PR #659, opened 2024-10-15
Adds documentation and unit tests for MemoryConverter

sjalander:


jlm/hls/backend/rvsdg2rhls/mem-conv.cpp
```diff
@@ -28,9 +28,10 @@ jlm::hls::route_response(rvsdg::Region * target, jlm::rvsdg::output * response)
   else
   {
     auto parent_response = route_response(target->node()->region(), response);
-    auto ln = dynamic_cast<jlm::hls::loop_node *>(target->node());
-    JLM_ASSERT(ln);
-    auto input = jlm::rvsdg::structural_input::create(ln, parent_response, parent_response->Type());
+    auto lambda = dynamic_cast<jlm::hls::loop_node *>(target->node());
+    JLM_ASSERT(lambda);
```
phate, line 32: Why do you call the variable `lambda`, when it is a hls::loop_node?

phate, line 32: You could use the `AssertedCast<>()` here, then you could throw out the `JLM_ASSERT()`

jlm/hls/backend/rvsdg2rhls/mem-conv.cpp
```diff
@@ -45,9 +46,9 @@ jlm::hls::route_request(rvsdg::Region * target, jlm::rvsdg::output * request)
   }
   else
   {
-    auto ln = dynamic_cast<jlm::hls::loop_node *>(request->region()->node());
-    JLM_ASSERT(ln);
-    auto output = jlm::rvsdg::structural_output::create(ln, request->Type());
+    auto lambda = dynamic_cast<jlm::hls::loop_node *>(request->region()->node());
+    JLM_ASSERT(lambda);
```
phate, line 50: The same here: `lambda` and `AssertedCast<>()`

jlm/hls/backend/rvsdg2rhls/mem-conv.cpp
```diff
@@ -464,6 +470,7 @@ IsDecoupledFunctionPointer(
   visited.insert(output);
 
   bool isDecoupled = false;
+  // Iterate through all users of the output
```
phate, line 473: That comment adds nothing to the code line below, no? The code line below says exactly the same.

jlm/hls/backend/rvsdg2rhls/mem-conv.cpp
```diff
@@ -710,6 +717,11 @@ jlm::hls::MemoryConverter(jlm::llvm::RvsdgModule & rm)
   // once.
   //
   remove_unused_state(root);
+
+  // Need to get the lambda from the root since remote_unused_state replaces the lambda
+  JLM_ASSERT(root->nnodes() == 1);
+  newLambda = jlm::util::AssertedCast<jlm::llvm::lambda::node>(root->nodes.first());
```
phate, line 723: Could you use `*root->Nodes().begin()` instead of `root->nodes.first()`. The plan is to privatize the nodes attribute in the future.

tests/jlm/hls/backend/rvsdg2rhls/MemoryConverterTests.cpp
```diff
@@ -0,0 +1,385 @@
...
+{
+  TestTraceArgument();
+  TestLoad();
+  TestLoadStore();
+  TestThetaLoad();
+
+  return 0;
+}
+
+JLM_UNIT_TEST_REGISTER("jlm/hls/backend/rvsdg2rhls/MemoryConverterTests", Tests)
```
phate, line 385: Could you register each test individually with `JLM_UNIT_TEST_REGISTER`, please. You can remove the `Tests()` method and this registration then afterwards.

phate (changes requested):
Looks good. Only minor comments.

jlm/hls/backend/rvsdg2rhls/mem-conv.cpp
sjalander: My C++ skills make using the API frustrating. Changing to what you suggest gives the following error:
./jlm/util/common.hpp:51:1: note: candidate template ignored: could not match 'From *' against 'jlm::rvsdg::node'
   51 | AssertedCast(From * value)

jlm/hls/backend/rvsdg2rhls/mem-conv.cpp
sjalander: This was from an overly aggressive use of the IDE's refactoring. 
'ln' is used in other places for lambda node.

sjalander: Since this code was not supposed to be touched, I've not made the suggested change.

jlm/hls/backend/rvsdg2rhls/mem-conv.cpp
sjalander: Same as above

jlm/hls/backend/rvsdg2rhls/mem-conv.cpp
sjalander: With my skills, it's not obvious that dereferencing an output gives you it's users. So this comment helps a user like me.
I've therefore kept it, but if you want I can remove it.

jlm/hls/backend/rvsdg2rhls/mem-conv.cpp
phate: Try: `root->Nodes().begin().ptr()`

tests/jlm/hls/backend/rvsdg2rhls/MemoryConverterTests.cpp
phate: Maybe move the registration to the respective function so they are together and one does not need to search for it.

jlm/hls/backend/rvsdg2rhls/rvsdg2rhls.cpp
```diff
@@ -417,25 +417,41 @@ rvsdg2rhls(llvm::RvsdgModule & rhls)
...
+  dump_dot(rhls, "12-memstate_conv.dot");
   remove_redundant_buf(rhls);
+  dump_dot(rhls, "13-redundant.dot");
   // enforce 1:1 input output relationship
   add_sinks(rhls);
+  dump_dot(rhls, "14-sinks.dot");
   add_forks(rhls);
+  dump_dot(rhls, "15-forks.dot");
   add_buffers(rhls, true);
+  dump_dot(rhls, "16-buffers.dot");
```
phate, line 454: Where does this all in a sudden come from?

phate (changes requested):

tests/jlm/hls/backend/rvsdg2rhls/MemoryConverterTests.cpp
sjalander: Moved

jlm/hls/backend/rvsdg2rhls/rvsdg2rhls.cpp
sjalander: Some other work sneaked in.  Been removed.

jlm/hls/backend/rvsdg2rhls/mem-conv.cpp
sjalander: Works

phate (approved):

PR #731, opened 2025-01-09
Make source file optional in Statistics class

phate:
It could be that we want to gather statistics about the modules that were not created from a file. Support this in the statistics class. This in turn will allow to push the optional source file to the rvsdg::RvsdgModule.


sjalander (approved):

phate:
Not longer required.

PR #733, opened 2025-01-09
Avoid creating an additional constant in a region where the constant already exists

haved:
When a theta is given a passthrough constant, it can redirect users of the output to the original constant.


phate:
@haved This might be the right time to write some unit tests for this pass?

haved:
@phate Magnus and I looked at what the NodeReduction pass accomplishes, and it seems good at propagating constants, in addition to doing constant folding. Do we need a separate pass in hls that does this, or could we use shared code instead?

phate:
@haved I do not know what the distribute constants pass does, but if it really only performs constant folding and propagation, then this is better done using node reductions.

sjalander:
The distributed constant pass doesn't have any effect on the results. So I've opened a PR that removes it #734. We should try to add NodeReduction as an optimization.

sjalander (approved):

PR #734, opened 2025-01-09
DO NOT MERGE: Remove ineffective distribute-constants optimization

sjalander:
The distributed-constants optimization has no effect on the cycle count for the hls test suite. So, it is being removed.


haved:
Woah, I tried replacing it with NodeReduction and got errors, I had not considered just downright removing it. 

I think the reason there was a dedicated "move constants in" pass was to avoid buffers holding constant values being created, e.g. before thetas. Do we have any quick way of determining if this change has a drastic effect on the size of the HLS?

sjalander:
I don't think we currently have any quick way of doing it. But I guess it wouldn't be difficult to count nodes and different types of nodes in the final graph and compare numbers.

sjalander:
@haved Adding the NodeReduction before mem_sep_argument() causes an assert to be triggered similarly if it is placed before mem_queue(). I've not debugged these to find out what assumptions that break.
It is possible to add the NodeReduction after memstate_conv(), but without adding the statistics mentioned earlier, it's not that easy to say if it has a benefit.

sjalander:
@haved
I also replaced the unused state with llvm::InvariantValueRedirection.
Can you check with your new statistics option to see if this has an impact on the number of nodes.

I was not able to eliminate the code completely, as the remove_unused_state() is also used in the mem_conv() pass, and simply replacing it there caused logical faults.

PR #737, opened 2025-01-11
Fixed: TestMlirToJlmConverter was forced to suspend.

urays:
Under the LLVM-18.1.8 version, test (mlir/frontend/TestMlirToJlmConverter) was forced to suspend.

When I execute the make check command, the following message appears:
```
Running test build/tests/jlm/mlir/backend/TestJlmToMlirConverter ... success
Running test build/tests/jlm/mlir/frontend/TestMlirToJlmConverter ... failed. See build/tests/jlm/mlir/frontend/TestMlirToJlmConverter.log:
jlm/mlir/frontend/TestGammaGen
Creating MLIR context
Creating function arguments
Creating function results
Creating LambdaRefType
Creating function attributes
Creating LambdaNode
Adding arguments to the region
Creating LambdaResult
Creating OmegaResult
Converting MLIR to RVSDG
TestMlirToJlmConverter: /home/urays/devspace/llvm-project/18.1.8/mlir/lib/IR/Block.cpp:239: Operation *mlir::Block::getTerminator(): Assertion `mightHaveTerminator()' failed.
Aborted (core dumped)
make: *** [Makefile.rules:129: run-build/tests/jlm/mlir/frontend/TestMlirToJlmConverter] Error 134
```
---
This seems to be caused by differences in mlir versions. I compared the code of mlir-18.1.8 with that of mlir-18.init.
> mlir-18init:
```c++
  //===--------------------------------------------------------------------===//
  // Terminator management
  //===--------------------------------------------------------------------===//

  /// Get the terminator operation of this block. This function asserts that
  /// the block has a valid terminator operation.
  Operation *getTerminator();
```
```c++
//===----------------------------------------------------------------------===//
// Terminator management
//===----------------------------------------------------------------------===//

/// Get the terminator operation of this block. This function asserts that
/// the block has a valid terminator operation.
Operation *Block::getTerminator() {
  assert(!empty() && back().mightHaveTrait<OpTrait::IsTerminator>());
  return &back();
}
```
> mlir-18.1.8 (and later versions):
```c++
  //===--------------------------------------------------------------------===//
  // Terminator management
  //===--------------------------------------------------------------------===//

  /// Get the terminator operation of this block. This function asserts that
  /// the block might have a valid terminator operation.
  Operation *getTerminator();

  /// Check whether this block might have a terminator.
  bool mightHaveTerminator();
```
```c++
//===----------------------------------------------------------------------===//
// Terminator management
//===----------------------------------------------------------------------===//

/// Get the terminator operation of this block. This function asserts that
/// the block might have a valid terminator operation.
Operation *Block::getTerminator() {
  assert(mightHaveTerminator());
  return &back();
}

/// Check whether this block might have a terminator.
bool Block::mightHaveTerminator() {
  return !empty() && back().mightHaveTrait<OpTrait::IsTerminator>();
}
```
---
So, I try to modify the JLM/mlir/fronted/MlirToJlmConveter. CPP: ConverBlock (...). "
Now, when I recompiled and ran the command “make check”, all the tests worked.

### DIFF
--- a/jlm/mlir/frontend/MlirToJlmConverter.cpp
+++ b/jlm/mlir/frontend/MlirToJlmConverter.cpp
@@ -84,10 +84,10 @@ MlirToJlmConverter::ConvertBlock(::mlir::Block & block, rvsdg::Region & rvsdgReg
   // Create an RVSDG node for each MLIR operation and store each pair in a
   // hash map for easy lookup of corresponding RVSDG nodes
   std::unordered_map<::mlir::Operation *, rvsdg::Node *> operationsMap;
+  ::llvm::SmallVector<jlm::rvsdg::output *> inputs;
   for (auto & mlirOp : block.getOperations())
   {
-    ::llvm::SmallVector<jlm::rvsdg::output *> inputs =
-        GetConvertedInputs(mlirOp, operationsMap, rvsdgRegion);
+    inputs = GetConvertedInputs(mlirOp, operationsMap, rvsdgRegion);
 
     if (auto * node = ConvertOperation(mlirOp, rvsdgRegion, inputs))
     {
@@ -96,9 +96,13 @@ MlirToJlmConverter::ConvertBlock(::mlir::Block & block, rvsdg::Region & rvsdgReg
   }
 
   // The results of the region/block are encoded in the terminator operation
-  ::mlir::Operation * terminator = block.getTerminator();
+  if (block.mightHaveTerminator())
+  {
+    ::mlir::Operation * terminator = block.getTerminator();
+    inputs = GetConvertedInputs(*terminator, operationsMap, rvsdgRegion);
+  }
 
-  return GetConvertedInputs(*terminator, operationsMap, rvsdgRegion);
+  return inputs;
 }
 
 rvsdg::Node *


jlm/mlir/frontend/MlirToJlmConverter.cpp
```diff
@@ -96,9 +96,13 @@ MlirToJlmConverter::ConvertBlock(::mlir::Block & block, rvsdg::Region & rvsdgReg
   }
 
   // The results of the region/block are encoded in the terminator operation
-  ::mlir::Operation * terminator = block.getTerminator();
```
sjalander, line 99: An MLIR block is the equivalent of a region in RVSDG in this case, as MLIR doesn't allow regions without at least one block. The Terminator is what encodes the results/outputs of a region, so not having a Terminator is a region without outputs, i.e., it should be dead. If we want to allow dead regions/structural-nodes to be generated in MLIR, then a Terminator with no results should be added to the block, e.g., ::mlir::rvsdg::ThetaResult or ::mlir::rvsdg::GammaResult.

- Exercise -
Everything above from the line containing "-84,10 +84,10 @@" down to the line containing "corresponding RVSDG nodes" is to be transcribed exactly, with both of those lines included and nothing else added.

- Answer -
@@ -84,10 +84,10 @@ MlirToJlmConverter::ConvertBlock(::mlir::Block & block, rvsdg::Region & rvsdgReg
   // Create an RVSDG node for each MLIR operation and store each pair in a
   // hash map for easy lookup of corresponding RVSDG nodes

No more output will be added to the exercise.